Gale listens to its users! With this feedback, we identify solutions that will help improve the classroom learning experience. For example, Gale is working closely with Unbound Concepts, creators of the Artifact ™ platform, which enables educators to find the right content for their students, classrooms, and curriculum. Users of Smithsonian Primary Sources in U.S. History can now browse each of the unique and seminal primary sources through the lens of topics, themes, concepts, and educational objectives. In addition, they’ll find correlations that are tied directly to National Council for the Social Studies (NCSS) and Common Core English/Language Arts standards.

Below are three examples from the product that show how artifact tags from Unbound Concepts reveal the connection between product headnotes and alignment to the themes of Individuals, Groups, and Institutions. Each artifact is aligned to a specific NCSS Knowledge Point, showing specifically how different themes in the articles can fit into a curriculum or unit. 

1. In an article highlighting a notable letter from Abigail Adams to her husband John, in 1776, urging him to support the rights of women, Adams discusses freedom, suffrage, discrimination, the Revolutionary period, and civil and legal rights.

Notable Artifact: Suffrage
Rationale: Abigail Adams argued for women’s suffrage in the U.S. in an 18th-century letter to her husband.
Quotation: In her letter, Abigail Adams urges her husband, who was then in Philadelphia preparing for a vote in the Continental Congress on the Declaration of Independence, to broaden the rights of women in the new country.
NCSS Knowledge Point:  5. The impact of tensions and examples of cooperation between individuals, groups, and institutions, with their different belief systems.

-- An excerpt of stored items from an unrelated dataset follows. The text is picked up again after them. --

Issue #5831, opened 2018-02-27
RSS feeds for each section, per year


ebidel:
We have feeds for the last 20 items for each main content section:

https://developers.google.com/web/fundamentals/rss.xml
https://developers.google.com/web/tools/rss.xml
https://developers.google.com/web/show/rss.xml

Let's create feeds per year with everything in it for each year...and remove `<content>` so these are not too big:

https://developers.google.com/web/fundamentals/2018/rss.xml
https://developers.google.com/web/fundamentals/2017/rss.xml
...

ebidel:
This is done.

PR #5974, opened 2018-03-25
Feeds for tools/showcase/fundamentals per year

ebidel:
Does not include per year feeds for shows.

**Fixes:** #5831

**CC:** @petele


ebidel:
How's this look?

petele:
Doing it this morning, want to do it as a separate CL though, so it had to wait to get the official one out.

PR #5977, opened 2018-03-26
Rename google.com/pay to Google Pay from Pay with Google

niallkennedy:
The https://google.com/pay payment method is known as Google Pay since Chrome M65. Change documentation referencing the payment method and its label to match current Chrome UI.

**CC:** @petele @agektmr


niallkennedy:
Screenshot needs updating. Text in background reads "Android Pay" (should be Google Pay) with old Chrome Payment Request dialog in foreground.
`/images/deep-dive/pr-demo-pwg-and-cards-short-blackout.png`

PR #5979, opened 2018-03-27
Workbox latest

gauntface:
Adds workbox 3.0.1 docs and switches from prerelease to latest for reference docs.


gauntface:
@jeffposnick this is an automated set of changes - there is nothing I can do to change what is currently here.

src/content/en/tools/workbox/reference-docs/v3.0.1/index-all.html
```diff
@@ -0,0 +1,131 @@
...
+      <div id="jsdoc-content-container">
+        <div id="jsdoc-banner" role="banner">
+        </div>
+        <div id="jsdoc-main" role="main">
+          <div class="symbol-detail-labels">
+            <span class="label label-kind"><small>Version</small></span> &nbsp;&nbsp;&nbsp;
+            <span class="label label-version"><small>v3.0.1</small></span>
+          </div>
+          <ul>
+            <li><a href="module-workbox-build.html#.ManifestEntry">module:workbox-build.ManifestEntry</a></li>
```
jeffposnick: Here's an example of a URL in the updated docset that refers to the now-non-existent `module-workbox-build.html` file.

This particular file is auto-generated, right? It's really weird that JS Doc would spit out HTML that included a URL referencing an HTML file, but not include the HTML file itself.

Hopefully https://github.com/GoogleChrome/workbox/pull/1405 will help?

Issue #5917, opened 2018-03-15
Wider audio element


jakearchibald:
https://developers.google.com/web/shows/http203/podcast/cooties-symbols-and-shaders

Could we make the audio element `width: 100%`? Some folks have mentioned it's difficult to skip around the podcast.

I know it's a trivial change, but I couldn't figure out the right place to set it.

petele:
Yah, adding `style="width: 100%"` to the audio element is likely the easiest, there are other ways, but this is only applicable on a few pages...

beaufortfrancois:
I've opened https://github.com/google/WebFundamentals/pull/6004 to fix this.

PR #6004, opened 2018-04-05
Wider audio podcast element

beaufortfrancois:
The audio podcast element width is now 100% as some folks have mentioned it was difficult to skip around the podcast.

**Fixes:** #5917

**CC:** @petele


jakearchibald:
LGTM! Thank you.

PR #6024, opened 2018-04-09
Small typo fix for the Workbox landing page

jeffposnick:
R: @petele @gauntface 

As reported at https://github.com/GoogleChrome/workbox/issues/1417


jpmedley:
FWIW, 'stowage' is actually an English word. Isn't it used in that new pirate API.

`pirate.plunder.then(stow(booty) => { ... })`

PR #829, opened 2023-09-12
Extract T5 module and add main function to use it

jbochi:
This moves the T5 module from the musicgen example to `candle-transformers/src/models/t5.rs`

I added a new `candle-examples/examples/t5/main.rs` that computes embeddings and tested it with `t5-small`, `t5-base`, and `t5-large`. They all work.

`google/flan-t5-base` doesn't work yet because they changed the activation function to a Gated Gelu.

I was planning to tackle this and also to add a decoder next, but perhaps it makes sense to stop here to not make the PR too large.

Please let me know what you think.

Thanks


LaurentMazare:
Sounds like a good idea to move this code to a more central location, thanks!

LaurentMazare:
Actually did you check the generated embeddings vs the python version or just that it produced some output? I've just added some support for sentence similarities in the example and the results are not that good so I'm a bit concerned the model might be buggy.

LaurentMazare:
Ah nevermind, this was likely caused by the way padding was handled, I removed it and now the similarities make a lot more sense. I also computed the embeddings for some samples in both python and candle and they lined up fairly well so all good!

jbochi:
Thanks for reviewing this and making sure the embeddings are correct!

PR #836, opened 2023-09-13
Add `CANDLE_NVCC_CCBIN` support for `candle-kernels`, and eliminate warnings.

crlf0710:
On windows, it seems currently `nvcc` will not auto detect `cl.exe` position, so this allows the compiler bindir be stored as an environment variables, for convenience.

This also eliminate a warning under conditional compilation.


LaurentMazare (approved):

LaurentMazare:
Merged, thanks!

An example of the artifact tag for “suffrage” in “Letter from Abigail Adams to John Adams, May 7, 1776.” Smithsonian Primary Sources in U.S. History, Gale, 2016. Smithsonian Primary Sources in U.S. History, Accessed 5 July 2017.

2. Early 19th to late 20th-century consumer trade cards, a form of advertisement at the time, reflect the social/political/cultural environment of that era. They also reveal many institutional and societal norms and prejudices, such as the clear gender divide, as seen in “Girl with Singer Child’s Sewing Machine Trade Card.”

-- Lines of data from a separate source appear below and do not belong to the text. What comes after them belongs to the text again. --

PR #869, opened 2023-09-16
[Request for comment (RFC)] Allow printing out keys and values of VarBuilder

patrickvonplaten:
When translating models into PyTorch or other frameworks (JAX, TF), the crux is often to match the names and tensors of the checkpoint to the expected names and tensors of PyTorch's nn.Module

When playing with building models in candle, the `VarBuilder` is a very important object as it's expected by almost every candle-nn layer object.

It would be super helpful to be able to better debug the var builder.

A common use case (I guess) is the following. One loads a safetensors checkpoint and tries to build a candle model on top of it:

```rs
        let weights = unsafe { candle::safetensors::MmapedFile::new(filename)? };
        let weights = weights.deserialize()?;

        let vs_model = nn::VarBuilder::from_safetensors(vec![weights], dtype, device);
```

Having loading `vs_model`, I would now like to inspect the object for the structure it has **before** I pass it into a candle struct definition. In this PR I propose to add a `state_dict()` method to `VarBuilderArgs`:

```rs
println!("{:?}", vs_model.state_dict());
```

This would nicely display all the expected names along side it's tensor shape:
```
{"encoder.down.0.block.0.conv2.weight": Tensor[dims 128, 128, 3, 3; f32], "encoder.down.3.block.1.conv1.weight": Tensor[dims 512, 512, 3, 3; f32], "decoder.up.4.block.0.conv2.bias": Tensor[dims 768; f32], "encoder.down.2.block.1.conv2.weight": Tensor[dims 256, 256, 3, 3; 
f32], "decoder.up.2.block.2.conv2.bias": Tensor[dims 256; f32],  ...}
```
which would help a lot to know how one should implement the model in rust.

This PR is far from being complete, I'm mainly just seeing if there is interest for this function.

One way to implement this function is to the following:
- 1.) Make passing the shape argument to the backend's `get(...)` functions optional so that one get retrieve a tensor simply based on the name
- 2.) Add a `fn keys()` function to every backend which returns a list of all keys. Note that for now this is incomplete

cc @Narsil @LaurentMazare - curious to hear your thoughts :-)

### DIFF
--- a/candle-nn/src/var_builder.rs
+++ b/candle-nn/src/var_builder.rs
@@ -1,6 +1,8 @@
 //! A `VarBuilder` is used to retrieve variables used by a model. These variables can either come
 //! from a pre-trained checkpoint, e.g. using `VarBuilder::from_safetensors`, or initialized for
 //! training, e.g. using `VarBuilder::from_varmap`.
+//!
+#![feature(type_name_of_val)]
 use crate::VarMap;
 use candle::{safetensors::Load, DType, Device, Error, Result, Shape, Tensor};
 use safetensors::{slice::IndexOp, tensor::SafeTensors};
@@ -57,6 +59,8 @@ pub trait Backend: Send + Sync {
     ) -> Result<Tensor>;
 
     fn contains_tensor(&self, name: &str) -> bool;
+
+    fn keys(&self) -> Option<Vec<&str>>;
 }
 
 pub trait SimpleBackend: Send + Sync {
@@ -71,6 +75,8 @@ pub trait SimpleBackend: Send + Sync {
     ) -> Result<Tensor>;
 
     fn contains_tensor(&self, name: &str) -> bool;
+
+    fn keys(&self) -> Option<Vec<&str>>;
 }
 
 impl<'a> Backend for Box<dyn SimpleBackend + 'a> {
@@ -89,6 +95,10 @@ impl<'a> Backend for Box<dyn SimpleBackend + 'a> {
     fn contains_tensor(&self, name: &str) -> bool {
         self.as_ref().contains_tensor(name)
     }
+
+    fn keys(&self) -> Option<Vec<&str>> {
+        self.as_ref().keys()
+    }
 }
 
 impl<'a, B: Backend> VarBuilderArgs<'a, B> {
@@ -103,6 +113,12 @@ impl<'a, B: Backend> VarBuilderArgs<'a, B> {
             path: vec![],
             _phantom: std::marker::PhantomData,
         }
+    }
+
+    pub fn hey(&self) -> String {
+        let keys = self.data.backend.keys();
+        println!("Type: {:?}", keys);
+        "hey".to_string()
     }
 
     /// Returns the prefix of the `VarBuilder`.
@@ -199,6 +215,10 @@ impl SimpleBackend for Zeros {
     fn contains_tensor(&self, _name: &str) -> bool {
         true
     }
+
+    fn keys(&self) -> Option<Vec<&str>> {
+        None
+    }
 }
 
 impl SimpleBackend for HashMap<String, Tensor> {
@@ -233,6 +253,10 @@ impl SimpleBackend for HashMap<String, Tensor> {
     fn contains_tensor(&self, name: &str) -> bool {
         self.contains_key(name)
     }
+
+    fn keys(&self) -> Option<Vec<&str>> {
+        None
+    }
 }
 
 impl SimpleBackend for VarMap {
@@ -249,6 +273,10 @@ impl SimpleBackend for VarMap {
 
     fn contains_tensor(&self, name: &str) -> bool {
         self.data().lock().unwrap().contains_key(name)
+    }
+
+    fn keys(&self) -> Option<Vec<&str>> {
+        None
     }
 }
 
@@ -290,6 +318,10 @@ impl<'a> SimpleBackend for SafeTensorWithRouting<'a> {
     fn contains_tensor(&self, name: &str) -> bool {
         self.routing.contains_key(name)
     }
+
+    fn keys(&self) -> Option<Vec<&str>> {
+        Some(self.routing.keys().map(|s| &s[..]).collect())
+    }
 }
 
 impl SimpleBackend for candle::npy::NpzTensors {
@@ -322,6 +354,10 @@ impl SimpleBackend for candle::npy::NpzTensors {
 
     fn contains_tensor(&self, name: &str) -> bool {
         self.get(name).map_or(false, |v| v.is_some())
+    }
+
+    fn keys(&self) -> Option<Vec<&str>> {
+        None
     }
 }
 
@@ -506,5 +542,9 @@ impl<'a> Backend for ShardedSafeTensors<'a> {
 
     fn contains_tensor(&self, name: &str) -> bool {
         self.0.routing.contains_key(name)
+    }
+
+    fn keys(&self) -> Option<Vec<&str>> {
+        None
     }
 }
--- a/candle-nn/src/var_builder.rs
+++ b/candle-nn/src/var_builder.rs
@@ -49,7 +49,7 @@ pub trait Backend: Send + Sync {
     /// Retrieve a tensor with some target shape.
     fn get(
         &self,
-        s: Shape,
+        s: Option<Shape>,
         name: &str,
         h: Self::Hints,
         dtype: DType,
@@ -65,7 +65,7 @@ pub trait SimpleBackend: Send + Sync {
     /// Retrieve a tensor based on a target name and shape.
     fn get(
         &self,
-        s: Shape,
+        s: Option<Shape>,
         name: &str,
         h: crate::Init,
         dtype: DType,
@@ -81,7 +81,7 @@ impl<'a> Backend for Box<dyn SimpleBackend + 'a> {
     type Hints = crate::Init;
     fn get(
         &self,
-        s: Shape,
+        s: Option<Shape>,
         name: &str,
         h: Self::Hints,
         dtype: DType,
@@ -113,8 +113,18 @@ impl<'a, B: Backend> VarBuilderArgs<'a, B> {
         }
     }
 
-    pub fn keys(&self) -> Option<Vec<&str>> {
-        self.data.backend.keys()
+    pub fn state_dict(&self) -> HashMap<String, Tensor> {
+        let binding = self.data.backend.keys().unwrap();
+        let keys = binding.iter();
+        let state_dict: HashMap<_, _> = keys
+            .map(|&name| {
+                (
+                    name.to_string(),
+                    self.get_without_shape(&name, Default::default()).unwrap(),
+                )
+            })
+            .collect();
+        state_dict
     }
 
     /// Returns the prefix of the `VarBuilder`.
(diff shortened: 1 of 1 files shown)


LaurentMazare:
Interesting, I certainly agree that matching the model tensor names with the names from the tensor files is a tricky thing. The way I get around this and that should be better documented is to run:
```
cargo run --example tensor-tools -- ls foo.safetensors
```
This will print the checkpoint tensors and their shape. I even have a prebuilt binary for this in my path.
Do you think this could help with your workflow?

I'm a bit reluctant about having a `model_state_dict` as if I understood properly this contains the content of the file rather than what the model asks for. A var builder may actually not have a notion of content e.g. when initializing weights for training.
If you wanted to inspect all the weights a model ask for you can use a `zero` var builder and see the tensor that it holds after the model initialization though somehow I never find myself needing this but it should work.

Sorry all this should be actually explained a bit more somewhere, maybe we should have a "porting a model from pytorch" document to give some tips on how to usually do this as it's a super common use case and with the proper approach it's actually quite easy and mechanical to do so.

Anyway certainly curious to know what you think about this.

patrickvonplaten:
> ```
> cargo run --example tensor-tools -- ls foo.safetensors
> ```
That tool is super nice! Yes that definitely helps!

> I'm a bit reluctant about having a model_state_dict as if I understood properly this contains the content of the file rather than what the model asks for. A var builder may actually not have a notion of content e.g. when initializing weights for training.

That makes sense! Yes I think the name `state_dict` is maybe badly chosen because it refers too much to a model. 
Maybe something like `tensors_dict()` or `tensors()` is a better name? Fully agree that this function should not have any notion/relation to the model.

> A var builder may actually not have a notion of content e.g. when initializing weights for training.

I see, so a var builder can both link/load tensors from a weight file for inference, but also have "no" content and instead just dynamically allocate new zero tensors (e.g. when initializing for training?).

So for the `Zeros` struct it would definitely make no sense to add a `tensors(...)` (or a better named one) function.

However, I still think it would be quite important for people to not have to rely on external tools to have an easier time looking into the parameters that are loaded into the different model components. For example, let's see I'm in the process of porting a model that looks as follows:

```rs
public struct AutoencoderKL {
    encoder: Encoder,
    decoder: Decoder,
}

impl AutoEncoderKL {
    pub fn new(
        vs: nn::VarBuilder,
        ...,
    ) -> Result<Self> {
        vs_encoder = vs.pp("encoder")
        vs_decoder = vs.pp("decoder")
        let encoder = Encoder::new(vs_encoder, in_channels, latent_channels, encoder_cfg)?;
        let decoder = Decoder::new(vs_decoder, in_channels, latent_channels, encoder_cfg)?;
        ...
    }
```

Here, I think it would be important that the user is able to effectively debug `vs_decoder`. For example let's say that:
- The encoder structure is already correct, but just the decoder is not correct. It would be nice to be able print out just the decoder var builder tensors directly in the code.
- Or all the weights shape match, but when running the forward pass the results start to differ for a very specific weight - in this case one would debug whether the problem might be that the values of this weight aren't correct and it might be nice to print out all the values of that specific weight directly in the code (before running the forward at building time)

But maybe I'm debugging also too much in PyTorch-style and this is not the most effective way here.


Some other related thoughts (heavily biased from someone that has worked heavily with PyTorch / JAX / TF in Python and very little with rust, so to be taken with a grain of salt :sweat_smile:)

- 1.) I struggle a bit with the notion of "variable builder" because:
   - For inference the variables are already built no? Coming a bit also from the JAX/Flax world where model parameters are passed around all the time, e.g. see `"params"` [here](https://flax.readthedocs.io/en/latest/guides/flax_basics.html#module-basics) something just like "variables" would be more intuitive for me
   - I understand that when randomly initializing however the "variable builder" is empty, but I guess it would overall still be more intuitive for me to have it called "variables" 
  
- 2.) 
> If you wanted to inspect all the weights a model ask for you can use a zero var builder and see the tensor that it holds after the model initialization

That's a great mechanism to see the diff between a safetensors file and what is expected! Think that's a good way for beginners to port models! 
Here how would one exactly look into the randomly initialized var builder afterwards though? Would you save the var builder as a file? Is there a save function for the var builder? I see a lot of `from_...` loading functions but no "save" functions. Here it'd also very convenient for me to have a 

- 3.) It's a bit unintuitive for me that one has to pass a `"shape"` to the `"get"` function of the different backend implementations. I see the "var builder" as a container that holds tensors with different names (just like the dict of a PyTorch file) and I just want to retrieve a certain tensor by name - why do I have to pass a "shape" here?
I understand that this is absolutely necessary when randomly initializing the model, but I don't think it's necessary when the var builder already holds tensors. In this case it seems like passing "shape" is mostly just used to verify that the expected model shape matches the tensor shape? 

- 4.) From playing with the code a bit, the Zeros backend feels a bit different than the other backends, e.g. if I understand correctly the `get(..)` method of the zeros backend allocates new tensors whereas all the other backends just return existing tensors. Wonder if it could make more sense to separate them more

- 5.) Happy to write a doc about how to port from PyTorch to Rust :-) Think it could also be a good way for me to learn more tricks!

Sorry for the long message :sweat_smile: Just writing down some thoughts in case they are helpful. 
I think it could make sense to think about potentially renaming the function to `tensors()` and thus allowing the user a more dynamic way to print tensors of the weights, but also totally fine for me to close the PR!

LaurentMazare:
> I see, so a var builder can both link/load tensors from a weight file for inference, but also have "no" content and instead just dynamically allocate new zero tensors (e.g. when initializing for training?).

Yes exactly. A var-builder is just a backend ([trait](https://github.com/huggingface/candle/blob/7cafca835a4bb9a21f3c8111e2f61b7a6b1270fd/candle-nn/src/var_builder.rs#L46)) that one can query for a tensor name, and a current path. It's totally up to the backend to fetch the tensor in the way it wants. The backend can even be implemented fully on the user side so that it's easy to hook up new file format, training initializers, backends that mix both loading fixed tensors from files and initializing some (e.g. for lora style stuff), using a hashmap from names to tensors etc.

> Here, I think it would be important that the user is able to effectively debug `vs_decoder`. For example let's say that:
> 
> * The encoder structure is already correct, but just the decoder is not correct. It would be nice to be able print out just the decoder var builder tensors directly in the code.

That's a good point. To me it's more up to the backend to provide something like this rather than the var builder but maybe we can have some helper function to tunnel things easily, and have an additional backend method to query for available tensors (we already have one to query for whether a tensor exist).

> * Or all the weights shape match, but when running the forward pass the results start to differ for a very specific weight - in this case one would debug whether the problem might be that the values of this weight aren't correct and it might be nice to print out all the values of that specific weight directly in the code (before running the forward at building time)

There is probably something I misunderstand here but why couldn't you print the tensor once you've obtained it from the var builder (so before the forward pass), just a `println!("{tensor}")` would hopefully work fine.

> 
> But maybe I'm debugging also too much in PyTorch-style and this is not the most effective way here.
> 
> Some other related thoughts (heavily biased from someone that has worked heavily with PyTorch / JAX / TF in Python and very little with rust, so to be taken with a grain of salt 😅)
> 
> * 1.) I struggle a bit with the notion of "variable builder" because:
>   
>   * For inference the variables are already built no? Coming a bit also from the JAX/Flax world where model parameters are passed around all the time, e.g. see `"params"` [here](https://flax.readthedocs.io/en/latest/guides/flax_basics.html#module-basics) something just like "variables" would be more intuitive for me
>   * I understand that when randomly initializing however the "variable builder" is empty, but I guess it would overall still be more intuitive for me to have it called "variables"

The naming is certainly poor, variables would be fine too me if folks think it's better, maybe something that also indicates that there is a notion of path but well, naming is hard...

> * 3.) It's a bit unintuitive for me that one has to pass a `"shape"` to the `"get"` function of the different backend implementations. I see the "var builder" as a container that holds tensors with different names (just like the dict of a PyTorch file) and I just want to retrieve a certain tensor by name - why do I have to pass a "shape" here?
>   I understand that this is absolutely necessary when randomly initializing the model, but I don't think it's necessary when the var builder already holds tensors. In this case it seems like passing "shape" is mostly just used to verify that the expected model shape matches the tensor shape?

Yes, and I think it's actually good to do so. The idea is to fail as quickly as possible, i.e. when loading the weights rather than with a shape mismatch in the forward pass. We could add a way to query for the shape based on a name (if it exists) but if it's possible to avoid I would prefer keeping the api as easy and uniform as possible. Certainly interested if you have some use cases in mind where that would be helpful, certainly interested.

> * 4.) From playing with the code a bit, the Zeros backend feels a bit different than the other backends, e.g. if I understand correctly the `get(..)` method of the zeros backend allocates new tensors whereas all the other backends just return existing tensors. Wonder if it could make more sense to separate them more

Actually the main other backend that is interesting is the VarMap one which is used for training - and this structure supports saving ([here](https://github.com/huggingface/candle/blob/7cafca835a4bb9a21f3c8111e2f61b7a6b1270fd/candle-nn/src/var_map.rs#L30)) for when one wants to checkpoint the model during training - it also supports loading a partially trained state. The idea there is to have a single api so that the exact same code is used for training/inference without the need of using a trait in all the `new` functions (the actual trait is sort of hidden from the user via a box-dyn).

> * 5.) Happy to write a doc about how to port from PyTorch to Rust :-) Think it could also be a good way for me to learn more tricks!

+1 to this. Also if you want to port some interesting examples to see what sticks well that would be great but maybe that's already what you're doing.

> 
> Sorry for the long message 😅 Just writing down some thoughts in case they are helpful. I think it could make sense to think about potentially renaming the function to `tensors()` and thus allowing the user a more dynamic way to print tensors of the weights, but also totally fine for me to close the PR!

Don't be, super interesting to see your thoughts on this. Overall, I would say:
- Having `tensors()` sounds good and helpful, would be interesting to know if it's only the tensors "under" the path or all of them. Maybe we have a boolean flag so that the user is explicit about which version they want.
- I would prefer keeping the shape mandatory for now, and maybe adding a way to query for it if helpful.

Also just to point out that this is certainly convoluted and part of it is because we currently accomodate for using mmaped safetensors data with no copy (though it's actually not fully implemented). An alternative design would be to have a var builder that actually doesn't contain the safetensor data and just stores the `(name, tensor)` that the users ask for (initializing them randomly even for inference), and then have a `varbuilder.load("foo.safetensors")` function to replace the weights with the stored ones.

jeromeku:
@patrickvonplaten 
Implemented simple backend for 'tracing' a Candle model as well as some python utilities for comparing the traced output with the expected weights as would be loaded when `Varbuilder::from_xxx` is called, where the 'expected' weight map is parsed from `hf hub` `safetensors` headers, `pytorch.index.json`, etc. 

See [here](https://github.com/huggingface/candle/issues/1070#issuecomment-1767917332) for additional details.  The unit tests in the [model_tracing](https://github.com/jeromeku/candle/blob/candle-transformers-model-testing-utils/candle-transformers/tests/utilities/model_tracing.rs) module demonstrates basic usage, and the [notebook](https://github.com/jeromeku/candle/blob/candle-transformers-model-testing-utils/candle-transformers/tests/python/model_conversion.ipynb) shows how to verify these output traces with their `HF` sources. 

Trying to create some utilities to ease porting and verification of `HF` --> `Candle` models.  Let me know if this is along the lines of your original request.

LaurentMazare:
Closing this as stale and the idioms for candle models have evolved a bit since then. Feel free to re-open or open a fresh PR/issue for discussion.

Notable Artifact: Role of Women
Rationale: Domestic responsibilities were viewed as women’s work during the 19th and 20th centuries.
Quotation: Despite the opportunities created by these machines, sewing for home uses remained an activity that only girls were expected to learn.
NCSS Knowledge Point:  2. Concepts such as: mores, norms, ritual, status, role, socialization, ethnocentrism, cultural diffusion, competition, cooperation, conflict, assimilation, race, ethnicity, and gender;

“Girl with Singer Child’s Sewing Machine Trade Card.” Smithsonian Primary Sources in U.S. History, Gale, 2016. Smithsonian Primary Sources in U.S. History, Accessed 30 June 2017. Originally published in n.d., n.p.

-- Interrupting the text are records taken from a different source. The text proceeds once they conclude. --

PR #870, opened 2023-09-16
Generate `*.pyi` stubs for PyO3 wrapper

LLukas22:
Well, let's try this again. 

This approach is heavily inspired by the way [tokenizers](https://github.com/huggingface/tokenizers/tree/main/bindings/python) solved this problem, by generating all stub files via an `stub.py` script. That way all typing and doc-strings are defined on the rust side and there is no need to keep the python files in sync. 

There are 3 ways to add typehints: 

1. Do nothing: That way, PyO3 will autogenerate the text-signature of your function. Meaning we at least have the signature but no type information in the generated `*.pyi` file.
2. Add a `signature`: That way, we know the function signature and which fields are optional. 
3. Add a `text_signature`: The preferred way of defining a function signature. Contains all parameter names and their types. Allows the generated `*.pyi` file to provide type-hinting support to the language server. 

Drawback: It is currently not possible to add a return type via a `text_signature` meaning all functions either return `None` or `Any`.

Additional Stuff: 
I added `text_signatures` to most of the static functions and sprinkled in some comments. I also moved all file loading and saving functions to the `utils` module as that felt like the right place to put them.


LaurentMazare (approved):

LaurentMazare:
Ah that's pretty amazing to have switched this to automated generation, it will make maintaining this a lot easier in the future, that's great!

PR #872, opened 2023-09-16
change to idiomatic code

chris-ha458:
actually 2~3 changes in one.
if this style does not read better I could introduce them separately


LaurentMazare:
Closing this as seems stale, I don't think such styling changes make much sense or is obviously better/more idiomatic.

PR #880, opened 2023-09-17
Add return types to `*.pyi` stubs

LLukas22:
This PR extends the automatic stub generation via `stub.py` by adding an optional way of adding a functions return type from the rust side. It is now possible to type-hint the return type of a function by adding it with the `&RETURNS&:` flag to the end of a doc-string. If a function has this flag in it's doc-string it will be parsed as the functions return type and removed from the doc-string. 
This behavior is completely optional and if no return type is provided the Pyo3 defaults of `None` or `Any` will be used.

I also added doc-strings and text-signatures to all `Tensor` and `QTensor` functions.

https://github.com/huggingface/candle/assets/65088241/56c1e662-07e3-4527-873b-69e7a355fe67

Additional Changes:
I also added a `save_gguf` function as I will mainly use the python wrapper to convert HF models to quantized GGUF models.


LaurentMazare (approved):

LaurentMazare:
Very cool, thanks!

PR #925, opened 2023-09-21
CUDA cast i64

grzuy:


LaurentMazare (approved):

LaurentMazare:
Thanks, looks like we totally overlooked these when adding i64 support.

3. A chapter out of Langston Hughes’ autobiography, the Big Sea, entitled “When the Negro Was in Vogue”, reveals how racism was present in Harlem of the early 1900s, and how it affected the author personally as well as Harlem society as a whole.

Notable Artifact: Racism
Rationale: Langston Hughes expressed frustration that Harlem was objectified as a tourist destination for whites.
Quotation: He notes that beneath the surface of the “sparkling” Harlem literary scene and flourishing of African American arts lay a certain “bitterness and frustration,” as blacks found themselves becoming a tourist attraction for white people.
NCSS Knowledge Point: 3. The influence of individuals, groups, and institutions on people and events in historical and contemporary settings.